Пашка молчал. Корнилыч встал. Ярость раскалила его, сердце бухало, как на фронте, когда надо было подниматься в атаку.
— Сиди тут, — сказал он, накидывая на плечо карабин. — Сиди и жди!
Завхоз бегом поднялся в голец, открыл полог палатки канавщиков и вошел в нее. В углу кто-то тяжело храпел. Голова с челкой поднялась, зевнула и опять скрылась во вкладыше. «Лепехин, — отметил Корнилыч. — Дойдет черед и до этого. Главное — Хорь». Тот спал у самой стенки палатки. Едва Корнилыч склонился над ним, как он открыл глаза, спросил:
— Чего бродишь, завхоз?
— А то, — сказал сквозь зубы Корнилыч, сдерживая ненависть. — Вылезай. Разговор есть.
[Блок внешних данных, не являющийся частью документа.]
PR #486, opened 2020-09-21
[QC-405] Implement the NewObject trigger in Post-processing

knopers8:


Framework/test/testTriggers.cxx
```diff
@@ -65,4 +74,40 @@ BOOST_AUTO_TEST_CASE(test_trigger_once)
...
   BOOST_CHECK_EQUAL(once(), TriggerType::No);
   BOOST_CHECK_EQUAL(once(), TriggerType::No);
-}
\ No newline at end of file
+}
+
+// fixme: this might fail when invoked concurrently.
+//  I keep it here as disabled, it can be used when needed,
+//  but ideally we should find a way to test it continuously.
+/*
```
Barthelemy, line 82: Perhaps you could use the PID in the name of the object to avoid clashes. This is what we do in most database tests if I remember correctly.

Barthelemy (approved):

Framework/test/testTriggers.cxx
knopers8: OK

Barthelemy: I must admit that my memory failed me. I thought I had done it for the database tests but I cannot find it back.

knopers8: I also remember now we had something like that and I can't find it. Not a big deal though.

knopers8: Ah, yes, it is in the functional test.

PR #662, opened 2021-04-01
CPV Pedestal Task & Check 

sevdokim:
CPV Pedestal Task & Check created. Task takes digits and digit trigger records as input and produces Pedestal Monitoring objects: 1D historgrams of amplitudes for every channel (~24K histos total) which are used to produce pedestal maps for modules, count pedestal sigmas and so on. Check is performed to see how many bad channels of different reasons we have. Overall detector quality is produced (1 QO) then. Configurable are channel badness criteria and tolerated numbers of bad channels of different types. Config is read from json file. See Modules/CPV/etc/read-raw-from-file/pedestal-task-no-sampling.json for example. And also Modules/CPV/etc/readme for run recipe.


sevdokim:
Hello! Can you please clarify what is a problem with clang-format checking failure? 
I see "exit code 1" in output but only diff commands ran there. Where from is this exit code coming?
Thank you!

Modules/CPV/src/PedestalTask.cxx
```diff
@@ -0,0 +1,483 @@
...
+#include "DataFormatsCPV/TriggerRecord.h"
+
+namespace o2::quality_control_modules::cpv
+{
+
+PedestalTask::~PedestalTask()
+{
+  for (int i = 0; i < kNHist1D; i++) {
+    if (mHist1D[i]) {
+      mHist1D[i]->Delete();
```
Barthelemy, line 34: is there a particular reason not to use `delete mHist1D[i]` ?

Barthelemy (approved):
I did not read in details the logic of the task and check but what I read was ok.

Modules/CPV/src/PedestalTask.cxx
sevdokim: no, there is no reason.

sevdokim:
Dear Barth, there are some errors during build which I don't understand. Could you please tell me what went wrong this time?

Barthelemy:
They are spurrious https://alice.its.cern.ch/jira/browse/O2-2214

I am waiting for the macos test

Modules/CPV/src/PedestalTask.cxx
sevdokim: I tried to understand the difference between histo->Delete() and delete histo and they both call destructor but first case contains additional check IsOnHeap(). Whatever this check is I prefer to get rid of it just to be 100% sure histo is deleted. In future commits I will replace `mHist1D[i]->Delete()` by `delete mHist1D[i]` as you suggested.

PR #663, opened 2021-04-07
[QC-570] script to release

Barthelemy:


Framework/script/release.sh
```diff
@@ -0,0 +1,99 @@
...
+fi
+#git push
+
+
+read -p "Go to JIRA and release this version : https://alice.its.cern.ch/jira/projects/QC?selectedItem=com.atlassian.jira.jira-projects-plugin%3Arelease-page&status=released-unreleased
+Press any key to continue" -n 1 -r
+echo
+
+
+echo "Go to Github https://github.com/AliceO2Group/QualityControl/releases/new?tag=v${newVersion}&title=v${newVersion}&body=$(cat ${scriptDir}/../../doc/ReleaseNotesTemplate.md |jq -sRr @uri)"
```
knopers8, line 88: I didn't have `jq` on Ubuntu. Could you check if it is installed at the beginning?

Framework/script/release.sh
```diff
@@ -0,0 +1,99 @@
...
+git commit -m "${newVersion}"
+
+
+read -p "Ready to push, please confirm [y|n]" -n 1 -r
+echo
+if [[ ! $REPLY =~ ^[Yy]$ ]]
+then
+    exit 3
+fi
+#git push
```
knopers8, line 80: I tihnk the push is actually missing here

knopers8 (commented):
Nice, I like it! Please have a look at my minor suggestions.

Framework/script/release.sh
Barthelemy: ah yes, I did not want to mess up too much during development. Thank you

Framework/script/release.sh
Barthelemy: done

knopers8 (approved):

PR #668, opened 2021-04-14
[QC-571] Remove the default ServiceDiscovery URL (consul-test)

Barthelemy:


Barthelemy:
We want to avoid that the PR checks and anything run by a user ping the DNS for consul-test.

knopers8 (approved):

Хорь смотрел куда-то за плечо завхоза. Тот оглянулся, увидел, что Лепехин сел в своем спальнике.
— Ты спи! — сказал ему Корнилыч. — Рано еще.
Лепехин посмотрел на Хоря, тут же упал в спальник и затих.
Хорь встал и быстро оделся.
— К чему столько спеху? — спросил он. — Пожар, что ли?
— Считай — пожар! — сказал Корнилыч, выходя вслед за Хорем из палатки. — Айда во-он туда на верхотуру, там поговорим.
Ему почудился какой-то шорох сзади. Он оглянулся: никого не было.
— На верхотуру, так на верхотуру, — сказал Хорь. — Мне хоть где. Вооружился-то до зубов! На медведя, что ли?
— Считай — на медведя, — сказал Корнилыч, и они зашагали наверх.
— Давай тут толковать, — сказал Хорь и встал под березой. — Некому нас тут подслушать. — Он всматривался во что-то позади завхоза. Корнилыч скинул с плеча карабин.
— За то, что гнидой живешь, вражина, — сказал завхоз, — за то, что Пашку мово гадом сделал, поставлю я на жизни твоей точку.
В тот же миг морщинистое лицо Хоря вспыхнуло радостью. Корнилыч оглянулся, и тут же рухнул от страшного удара по голове.
Ему показалось, что на него обрушилось дерево. На самом деле он лежал с расколотым черепом, а над ним с кайлом в руке стоял Лепехин.